▶ [What you need to do]: Work out how many lines of the records hold the string "Developer", and reply with that number alone.

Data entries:
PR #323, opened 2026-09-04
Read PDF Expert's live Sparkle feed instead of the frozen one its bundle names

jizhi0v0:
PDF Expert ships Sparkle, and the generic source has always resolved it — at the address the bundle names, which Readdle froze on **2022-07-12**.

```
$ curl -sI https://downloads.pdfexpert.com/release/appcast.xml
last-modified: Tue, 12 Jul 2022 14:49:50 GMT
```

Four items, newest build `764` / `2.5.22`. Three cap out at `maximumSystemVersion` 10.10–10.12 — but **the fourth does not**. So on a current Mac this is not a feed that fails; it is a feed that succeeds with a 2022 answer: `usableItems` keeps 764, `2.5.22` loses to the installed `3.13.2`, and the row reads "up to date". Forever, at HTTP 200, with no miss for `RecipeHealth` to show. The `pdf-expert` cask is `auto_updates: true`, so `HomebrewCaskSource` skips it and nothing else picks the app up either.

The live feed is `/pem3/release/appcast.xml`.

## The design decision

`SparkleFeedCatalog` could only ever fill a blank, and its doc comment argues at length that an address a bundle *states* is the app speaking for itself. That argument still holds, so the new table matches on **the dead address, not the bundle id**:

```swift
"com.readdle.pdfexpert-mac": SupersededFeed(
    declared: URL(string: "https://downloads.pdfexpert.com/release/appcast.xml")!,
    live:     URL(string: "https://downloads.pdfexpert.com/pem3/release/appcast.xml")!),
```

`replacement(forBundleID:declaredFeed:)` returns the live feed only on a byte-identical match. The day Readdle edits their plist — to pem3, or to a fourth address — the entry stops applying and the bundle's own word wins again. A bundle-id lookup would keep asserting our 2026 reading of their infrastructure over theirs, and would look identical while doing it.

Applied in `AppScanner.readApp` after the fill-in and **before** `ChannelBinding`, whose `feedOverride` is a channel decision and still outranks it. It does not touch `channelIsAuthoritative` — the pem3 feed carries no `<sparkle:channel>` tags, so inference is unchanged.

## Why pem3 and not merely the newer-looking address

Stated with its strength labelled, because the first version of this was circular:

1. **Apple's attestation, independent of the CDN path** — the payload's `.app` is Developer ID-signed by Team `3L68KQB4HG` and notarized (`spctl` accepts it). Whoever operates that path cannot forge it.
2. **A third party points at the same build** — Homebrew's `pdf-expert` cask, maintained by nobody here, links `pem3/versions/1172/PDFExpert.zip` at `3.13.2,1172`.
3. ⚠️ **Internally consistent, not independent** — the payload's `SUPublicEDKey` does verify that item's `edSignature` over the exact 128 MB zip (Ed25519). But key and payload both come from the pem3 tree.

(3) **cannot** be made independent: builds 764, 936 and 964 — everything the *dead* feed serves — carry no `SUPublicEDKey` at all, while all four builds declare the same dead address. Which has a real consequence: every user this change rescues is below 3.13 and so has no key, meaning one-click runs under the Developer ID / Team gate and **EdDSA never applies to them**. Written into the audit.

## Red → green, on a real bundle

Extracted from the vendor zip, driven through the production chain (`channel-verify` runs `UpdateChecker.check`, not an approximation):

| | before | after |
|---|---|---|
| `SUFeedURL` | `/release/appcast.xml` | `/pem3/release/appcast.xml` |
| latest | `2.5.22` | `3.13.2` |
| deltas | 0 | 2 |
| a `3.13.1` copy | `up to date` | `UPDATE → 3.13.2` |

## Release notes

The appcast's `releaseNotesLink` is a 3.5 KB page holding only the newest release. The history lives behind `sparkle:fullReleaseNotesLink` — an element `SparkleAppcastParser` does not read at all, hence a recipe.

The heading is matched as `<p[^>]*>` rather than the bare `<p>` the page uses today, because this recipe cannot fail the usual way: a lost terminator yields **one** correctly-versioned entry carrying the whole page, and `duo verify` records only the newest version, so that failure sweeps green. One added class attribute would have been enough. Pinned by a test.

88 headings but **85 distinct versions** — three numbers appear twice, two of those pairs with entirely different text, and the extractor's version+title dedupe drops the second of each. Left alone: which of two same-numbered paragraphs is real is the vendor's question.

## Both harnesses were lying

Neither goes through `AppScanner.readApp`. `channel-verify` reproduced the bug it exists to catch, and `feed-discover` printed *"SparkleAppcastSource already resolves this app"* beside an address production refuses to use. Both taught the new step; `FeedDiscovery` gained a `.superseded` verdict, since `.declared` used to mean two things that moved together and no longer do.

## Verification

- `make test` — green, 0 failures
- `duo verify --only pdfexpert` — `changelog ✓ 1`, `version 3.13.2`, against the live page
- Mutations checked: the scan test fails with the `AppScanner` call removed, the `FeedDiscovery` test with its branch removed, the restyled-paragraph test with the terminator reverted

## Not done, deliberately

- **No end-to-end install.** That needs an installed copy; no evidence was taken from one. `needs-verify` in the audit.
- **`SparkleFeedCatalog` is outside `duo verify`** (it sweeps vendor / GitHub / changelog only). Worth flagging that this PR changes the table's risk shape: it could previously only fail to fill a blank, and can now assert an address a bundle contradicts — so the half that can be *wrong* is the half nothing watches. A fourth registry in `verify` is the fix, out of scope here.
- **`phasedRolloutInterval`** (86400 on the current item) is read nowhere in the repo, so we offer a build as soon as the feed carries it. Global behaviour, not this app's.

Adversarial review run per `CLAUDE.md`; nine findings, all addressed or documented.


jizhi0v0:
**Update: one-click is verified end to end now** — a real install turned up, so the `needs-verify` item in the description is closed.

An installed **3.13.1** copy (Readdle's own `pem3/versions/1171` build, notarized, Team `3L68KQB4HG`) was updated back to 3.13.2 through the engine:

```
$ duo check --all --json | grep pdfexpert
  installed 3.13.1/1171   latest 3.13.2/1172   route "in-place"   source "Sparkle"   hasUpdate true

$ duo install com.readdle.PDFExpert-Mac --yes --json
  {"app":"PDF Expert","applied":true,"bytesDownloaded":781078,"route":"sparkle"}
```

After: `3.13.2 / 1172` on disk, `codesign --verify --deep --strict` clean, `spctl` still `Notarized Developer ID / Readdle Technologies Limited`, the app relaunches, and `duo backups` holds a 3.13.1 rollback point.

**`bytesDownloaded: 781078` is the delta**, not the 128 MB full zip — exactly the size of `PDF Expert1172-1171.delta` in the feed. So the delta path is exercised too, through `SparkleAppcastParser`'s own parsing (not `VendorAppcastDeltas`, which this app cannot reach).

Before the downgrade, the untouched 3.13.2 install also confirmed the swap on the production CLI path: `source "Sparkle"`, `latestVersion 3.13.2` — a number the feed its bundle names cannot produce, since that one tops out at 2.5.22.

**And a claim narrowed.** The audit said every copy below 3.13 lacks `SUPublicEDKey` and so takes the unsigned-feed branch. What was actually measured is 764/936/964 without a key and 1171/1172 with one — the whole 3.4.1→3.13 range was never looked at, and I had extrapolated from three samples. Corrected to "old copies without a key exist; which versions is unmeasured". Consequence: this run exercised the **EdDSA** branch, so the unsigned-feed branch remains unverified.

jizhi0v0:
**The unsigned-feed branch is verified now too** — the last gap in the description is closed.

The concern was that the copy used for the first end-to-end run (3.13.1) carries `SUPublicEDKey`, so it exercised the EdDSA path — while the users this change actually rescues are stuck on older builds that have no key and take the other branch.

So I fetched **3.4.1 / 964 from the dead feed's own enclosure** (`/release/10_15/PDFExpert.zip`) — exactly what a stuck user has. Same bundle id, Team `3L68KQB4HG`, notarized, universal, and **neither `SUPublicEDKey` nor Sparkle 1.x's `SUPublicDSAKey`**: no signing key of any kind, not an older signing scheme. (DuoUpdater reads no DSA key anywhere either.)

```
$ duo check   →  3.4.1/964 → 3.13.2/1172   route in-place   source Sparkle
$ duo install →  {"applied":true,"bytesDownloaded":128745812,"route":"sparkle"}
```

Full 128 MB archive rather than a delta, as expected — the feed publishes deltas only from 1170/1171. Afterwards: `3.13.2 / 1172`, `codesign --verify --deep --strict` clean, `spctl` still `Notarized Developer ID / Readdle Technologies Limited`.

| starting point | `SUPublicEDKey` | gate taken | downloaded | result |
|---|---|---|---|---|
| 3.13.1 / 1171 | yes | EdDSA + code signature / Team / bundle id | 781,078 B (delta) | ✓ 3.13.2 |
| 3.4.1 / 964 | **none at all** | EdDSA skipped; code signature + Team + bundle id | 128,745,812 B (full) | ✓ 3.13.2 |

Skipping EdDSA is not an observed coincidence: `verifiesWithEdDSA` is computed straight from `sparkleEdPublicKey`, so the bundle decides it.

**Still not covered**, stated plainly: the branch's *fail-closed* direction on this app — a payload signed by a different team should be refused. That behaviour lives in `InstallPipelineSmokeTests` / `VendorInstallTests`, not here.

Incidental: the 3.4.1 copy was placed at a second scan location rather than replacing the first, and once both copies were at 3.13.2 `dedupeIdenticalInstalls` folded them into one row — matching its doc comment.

▶ [Completed exercise]: 4